She has endured the physical and emotional torment of a brutal pregnancy, clutching the memories of two devastating miscarriages and the relentless burden of birth control that never felt right. Yet, as she faces the crossroads of their family’s future, she finds herself alone in the battle, her husband’s silence and resistance cutting deeper than any pain she’s known.
Her plea is simple—a conversation, a shared step toward a decision that affects them both. But his refusal to engage, his dismissive attitude, leaves her feeling unseen and unheard, eroding the foundation of their intimacy and trust. In her quiet desperation, she wonders if her desire for partnership is too much to ask.

AITA for being mad my husband







Dr. Lori Gottlieb, a psychotherapist and author, often discusses the importance of equitable partnership and direct communication in relationships. In situations involving significant life decisions like reproductive health, experts emphasize that true partnership requires both parties to invest equally in the process, even if the physical procedure falls to one individual.
The husband’s behavior—refusing to research, becoming angry when the topic is raised, and telling the poster to ‘make the appointment then’—indicates significant avoidance and a failure to acknowledge the emotional labor and physical sacrifice the wife has already made. While he may feel discomfort or anxiety about the vasectomy (which is valid), expressing that discomfort should involve dialogue and shared problem-solving, not delegating the entire responsibility to the spouse who has already managed all previous reproductive health matters, including difficult pregnancies and miscarriages. His reaction suggests a power imbalance where he expects his partner to manage all aspects of contraception.
The poster’s ultimatum regarding sexual intimacy, while a strong expression of her boundary being crossed, is a reaction to feeling unsupported. A more constructive approach involves setting a firm deadline for joint research and appointment scheduling, clearly linking the decision to the future health and stability of the relationship, rather than issuing threats based on unmet needs. The husband needs to move from passive resistance to active participation in this shared family decision.
THIS STORY SHOOK THE INTERNET – AND REDDITORS DIDN’T HOLD BACK.

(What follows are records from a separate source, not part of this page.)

PR #60, opened 2018-10-25
Testing, C++/WinRT compat, optimizations, and instance-based fast ABI

kennykerr:
This update lays the groundwork for the more fine-grained approach to testing. The idea is that the `component.idl` will be fleshed out to cover all of the code gen scenarios that all xlang tools will be validated against. The `test/cpp` project has quite a feature layers or dimensions of testing and validating against the resulting metadata. I don't expect all tools to provide this level of testing, but at the very least each tool should validate that they can consume/call the types from component.idl. 

This update also introduces improved parity with cppwinrt.exe as well as the basis for the fast ABI (now based on exclusive interface folding).

You'll also notice a few new optimizations that substantially reduces the size of call site shims (consumers) and uses the `take_ownership_from_abi` marker.


src/CMakeLists.txt
```diff
@@ -78,9 +78,14 @@ if (MSVC)
         string(APPEND CMAKE_EXE_LINKER_FLAGS_${build_type} " /LTCG:INCREMENTAL /OPT:REF")
     endforeach()
     
-    add_compile_options(/await)
     add_compile_options(/permissive-)
-    string(APPEND CMAKE_CXX_FLAGS_DEBUG " /JMC")
```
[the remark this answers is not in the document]
kennykerr: I was trying to limit the differences between compilers in the cmake file as much as possible. clang-cl attempts to emulate the cl command line but it doesn't do so very reliably. For example, it doesn't accept /JMC. 

I'd prefer to just fork and call clang directly with clang-specific args but cmake/ninja won't accept that at all for some reason.

src/library/cmd_reader.h
```diff
@@ -172,5 +155,22 @@ namespace xlang::cmd
 
             return files;
         }
+
+    private:
```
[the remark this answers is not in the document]
kennykerr: No, this works. Notice that I removed the auto return type. That's why clang was complaining - it couldn't deduce the return type without a definition.

src/CMakeLists.txt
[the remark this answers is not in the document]
devhawk: https://stackoverflow.com/a/38174328

src/library/cmd_reader.h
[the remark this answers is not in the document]
devhawk: cool. Lets make sure we're testing on Clang/Linux (and clang/windows once we get that up and working) manually until we get automatic builds of those configurations working

src/library/impl/meta_reader/schema.h
```diff
@@ -48,7 +48,7 @@ namespace xlang::meta::reader
 
         auto Flags() const
         {
-            return TypeAttributes{ get_value<uint32_t>(0) };
+            return TypeAttributes{{ get_value<uint32_t>(0) }};
```
devhawk: Does this change to using the initalizer list ctor? Looking at the TypeAttributes class, I don't get why you made this change

src/library/cmd_reader.h
```diff
@@ -172,5 +155,22 @@ namespace xlang::cmd
...
+
+        std::vector<option>::const_iterator find(std::vector<option> const& options, std::string_view const& arg)
+        {
+            for (auto current = options.begin(); current != options.end(); ++current)
```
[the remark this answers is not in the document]
kennykerr: This is needed because `find` returns the iterator. Range-based for loops hide the iterator from view.

src/library/impl/meta_reader/schema.h
kennykerr: Hallway conversation: the code is basically initializing the base where that field actually resides. VC allows this but Clang (in strict mode) does not.

src/CMakeLists.txt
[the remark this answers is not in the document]
kennykerr: I think that depends on the Clang compiler, or at least the build configuration, that VS shipped (which is no longer supported). Anyway, I couldn't get it to work. If you can figure out how to call clang directly I'd love that.

src/library/impl/meta_reader/schema.h
kennykerr: This basically initializes the base type where the field actually resides. VC allows the former but Clang, in strict mode, does not.

src/tool/cpp/strings/base_string.h
```diff
@@ -199,7 +203,7 @@ WINRT_EXPORT namespace winrt
 
         bool empty() const noexcept
         {
-            return 0 == size();
+            return !m_handle;
```
kennykerr: Nice improvement suggested by Raymond Chen to improve inlining.

src/test/cpp/compare/out/winrt/Component.Fast.h
```diff
@@ -0,0 +1,304 @@
+﻿// WARNING: Please don't edit this file. It was generated by C++/WinRT v2.0.000000.0
+#pragma once
+#include "winrt/impl/Component.2.h"
+#include "winrt/impl/Component.Fast.2.h"
+#include "winrt/Component.h"
+namespace winrt::impl
+{
+    template <typename D> hstring consume_Component_Fast_IFastClass<D>::First() const
+    {
+        void* result;
```
kennykerr: This is an example of the call site optimization that reduces the size of the shims by around 35% by eliminating the exception frame previously required when the result variable matched the return type.

src/CMakeLists.txt
```diff
@@ -80,15 +80,18 @@ if (MSVC)
...
+        add_compile_options(-Wno-delete-non-virtual-dtor -mcx16 -fno-delayed-template-parsing -Xclang -fcoroutines-ts)
+    else()
+        add_compile_options(/await)
+    endif()
 
     # Explicitly configure _DEBUG preprocessor macro 
     string(APPEND CMAKE_CXX_FLAGS_DEBUG " /D_DEBUG")
 else()
     add_compile_options(-stdlib=libc++)
-    add_compile_options(-fcoroutines-ts)
```
devhawk: Why did you remove coro support for linux but leave it in for windows?

src/test/cpp/CMakeLists.txt
```diff
@@ -1,18 +1,59 @@
...
-target_sources(test_cpp PUBLIC main.cpp)
-add_dependencies(test_cpp test_il)
+target_sources(cpp_test PUBLIC main.cpp)
+
+file(TO_NATIVE_PATH ${CMAKE_CURRENT_BINARY_DIR}/../../tool/cpp/cpp.exe cpp_exe)
+file(TO_NATIVE_PATH ${CMAKE_CURRENT_SOURCE_DIR} project_folder)
+file(TO_NATIVE_PATH "${CMAKE_CURRENT_SOURCE_DIR}/generated" generated_files)
+file(TO_NATIVE_PATH "${generated_files}/attributes.winmd" attributes_winmd)
+file(TO_NATIVE_PATH "${generated_files}/component.winmd" component_winmd)
+file(TO_NATIVE_PATH "${project_folder}/compare/out/winrt/Component.h" compare_component_h)
```
Scottj1s: What is strategy behind checking in all the generated compare* files?  I'm missing what they're being compare with.

kennykerr: The compare folder is what cpp.exe generates for the component so that any changes to the generated output can be compared with previous commits. That way we can easily tell when we've made a change to the code gen that affected the output and that may not necessarily trigger a unit test failure. This is exceedingly useful as I make changes to the compiler that I *think* should not impact code gen.

src/CMakeLists.txt
kennykerr: Testing with non-Windows now...

Scottj1s:
Is it a temporary strategy?  How will it scale with?

  *   Automatic updating of the version string (e.g, base.h)
  *   Additional test collateral

Maybe a better long-term strategy, as we release binaries, is to run the last version of the tool and compare outputs without checking them into source control.

src/test/cpp/CMakeLists.txt
Scottj1s: Is it a temporary strategy?  How will it scale with?

  *   Automatic updating of the version string (e.g, base.h)
  *   Additional test collateral

Maybe a better long-term strategy, as we release binaries, is to run the last version of the tool and compare outputs without checking them into source control.

src/tool/cpp/code_writers.h
```diff
@@ -2053,23 +2379,407 @@ int32_t WINRT_CALL WINRT_GetActivationFactory(void* classId, void** factory) noe
...
-    inline void write_component_g_h(writer& w, TypeDef const& type)
+    void write_component_base_type_parameter(writer&, TypeDef const&)
+    {
+
+    }
+
+    void write_component_base_type_argument(writer&, TypeDef const&)
+    {
+
+    }
```
Scottj1s: todo?

src/tool/cpp/code_writers.h
```diff
@@ -2053,23 +2379,407 @@ int32_t WINRT_CALL WINRT_GetActivationFactory(void* classId, void** factory) noe
...
+                w.write(", @", interface_name);
+            }
+        }
+    }
+
+    void write_component_module_lock(writer&, TypeDef const&)
+    {
+
+    }
+
```
Scottj1s: todo?

src/tool/cpp/main.cpp
```diff
@@ -31,7 +32,9 @@ namespace xlang
             { "include", 0 },
             { "exclude", 0 },
             { "root", 0, 1 },
-            { "base", 0, 0 }
+            { "base", 0, 0 },
+            { "prefix", 0, 0 },
+            { "overwrite", 0, 0 }
         };
```
Scottj1s: these are redundant

Scottj1s:
>         {

do we need a version override, if we're going to check in generated files?

---
Refers to: src/tool/cpp/main.cpp:20 in f33f125. [](commit_id = f33f12585b504b4de875e2bc8a1f6ac81ee0771a, deletion_comment = False)

src/tool/cpp/settings.h
```diff
@@ -14,9 +14,12 @@ namespace xlang
         bool component{};
         std::string component_folder;
         std::string component_name;
-        std::string component_pch{ "pch.h" };
+        std::string component_pch;
+        bool component_prefix{};
 
         bool verbose{};
+        bool overwrite{};
+        bool uniform{};
```
Scottj1s: component_overwrite for consistency?

src/test/cpp/CMakeLists.txt
kennykerr: * Version string should not be checked in so that shouldn't affect the output. 
* Additional tests would intentionally produce new code to compare. 

Once code gen is stable - I've reached parity with C+/WinrT - and tests provide reasonable code coverage, changes to the compare folder should be minimal/none, but provide a very convenient early warning system in the dev inner loop that something has changed. Pulling it out of the repo makes it an outer loop step that must be manually triggered and compared with an external tool. We tried that for the last rev of C++/WinRT and it was very inconvenient.

src/tool/cpp/strings/base_activation.h
```diff
@@ -21,6 +19,11 @@ WINRT_EXPORT namespace winrt
     }
 }
 
+#ifdef __clang__
+#pragma clang diagnostic push
+#pragma clang diagnostic ignored "-Wdeprecated-declarations"
```
Scottj1s: >Wdeprecated- [](start = 35, length = 12)

what was deprecated?

src/tool/cpp/main.cpp
kennykerr: What's redundant?

src/tool/cpp/strings/base_com_ptr.h
```diff
@@ -8,6 +8,10 @@ WINRT_EXPORT namespace winrt
 
         com_ptr(std::nullptr_t = nullptr) noexcept {}
 
+        com_ptr(take_ownership_from_abi_t, void* ptr) noexcept : m_ptr(static_cast<type*>(ptr))
```
Scottj1s: >take_ownership_from_abi_t [](start = 16, length = 25)

this could come in handy with the new error object.  ;-)

kennykerr: yep 😉

src/tool/cpp/settings.h
kennykerr: good idea

src/tool/cpp/main.cpp
Scottj1s: prefix and overwrite are already listed on lines 28, 29

---
In reply to: [229060880](https://github.com/Microsoft/xlang/pull/60#discussion_r229060880) [](ancestors = 229060880)

kennykerr: Ah. I'll add a debug assertion checking for dupes.

src/tool/cpp/strings/base_activation.h
```diff
@@ -192,10 +199,6 @@ namespace winrt::impl
         template <typename F>
         auto call(F&& callback)
         {
-#ifdef WINRT_DIAGNOSTICS
-            get_diagnostics_info().add_factory<Class>();
-#endif
-
             {
```
Scottj1s: this was removed, but diagnostics_info is still around?

src/tool/cpp/strings/base_error.h
```diff
@@ -177,8 +175,6 @@ WINRT_EXPORT namespace winrt
             WINRT_VERIFY_(impl::error_ok, WINRT_GetRestrictedErrorInfo(m_info.put_void()));
         }
 
-        impl::bstr_handle m_debug_reference;
-        uint32_t const m_debug_magic{ 0xAABBCCDD };
         hresult m_code{ impl::error_fail };
```
Scottj1s: removed because of BSTR alone?  too bad

src/test/cpp/CMakeLists.txt
Scottj1s: version string will soon be injected into the tool by the nightly build, to uniquely stamp the exe.  that will cause diffs every night, yes?

---
In reply to: [229060580](https://github.com/Microsoft/xlang/pull/60#discussion_r229060580) [](ancestors = 229060580)

src/test/cpp/compare/out/winrt/Component.Fast.h
Scottj1s: sweet

src/test/cpp/CMakeLists.txt
kennykerr: Yes, but the build need not commit that version string so it should not affect the commit history.

src/tool/cpp/strings/base_activation.h
kennykerr: Clang has deprecated _ReadWriteBarrier but VC has not. Previously we disabled the warning for the entire header. Here I'm just limiting it to these two functions. Separately I'll see about replacing it with a standard alternative.

src/tool/cpp/strings/base_activation.h
kennykerr: Removed it all.

src/tool/cpp/strings/base_error.h
kennykerr: Restored this. It provides little value as it is rather obscurely supported in Visual Studio, but I'll leave it there until we have a better debugging story.

src/tool/cpp/strings/base_activation.h
DefaultRyan: Check out the PAL's atomic_reference_count. I think I've demonstrated that we can replace all that with features from the <atomic> header.

kennykerr: In general yes, but activation needs 128 bit atomics, which I don't think are available in a standard form. Some of this stuff can be made more portable. For now I'm just shooting for parity. Once I have parity with C++/WinRT I'll switch gears and look at portability again.

src/tool/cpp/code_writers.h
kennykerr: Removed placeholder code.

src/tool/cpp/code_writers.h
kennykerr: Removed placeholder code.

src/tool/cpp/strings/base_activation.h
Scottj1s: it was still in base.h - was that generated before removal?

src/test/cpp/CMakeLists.txt
Scottj1s: I don't see how that would make a difference.  The build will produce a versioned cpp.exe, which in turn will produced version headers, even with the version number being volatile (not committed).

kennykerr: That's of no consequence since the build won't be committing its changed.

src/tool/cpp/strings/base_activation.h
kennykerr: Please check again. I don't see it in the PR.

src/test/cpp/CMakeLists.txt
Scottj1s: offline conversation cleared things up - this is a visual check only (not an automated diff)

The original poster is experiencing deep frustration stemming from the physical and emotional toll of childbearing, compounded by her husband’s resistance to engaging in shared responsibility for permanent birth control. The central conflict lies between her justified need for bodily autonomy and shared burden versus the husband’s avoidance and refusal to take even the minimal step of discussing the procedure.
Given the significant physical burden carried by the poster, is it reasonable to expect her husband to take responsibility for scheduling and researching his own vasectomy appointment, or does his right to comfort and autonomy supersede the need for immediate shared action on permanent family planning?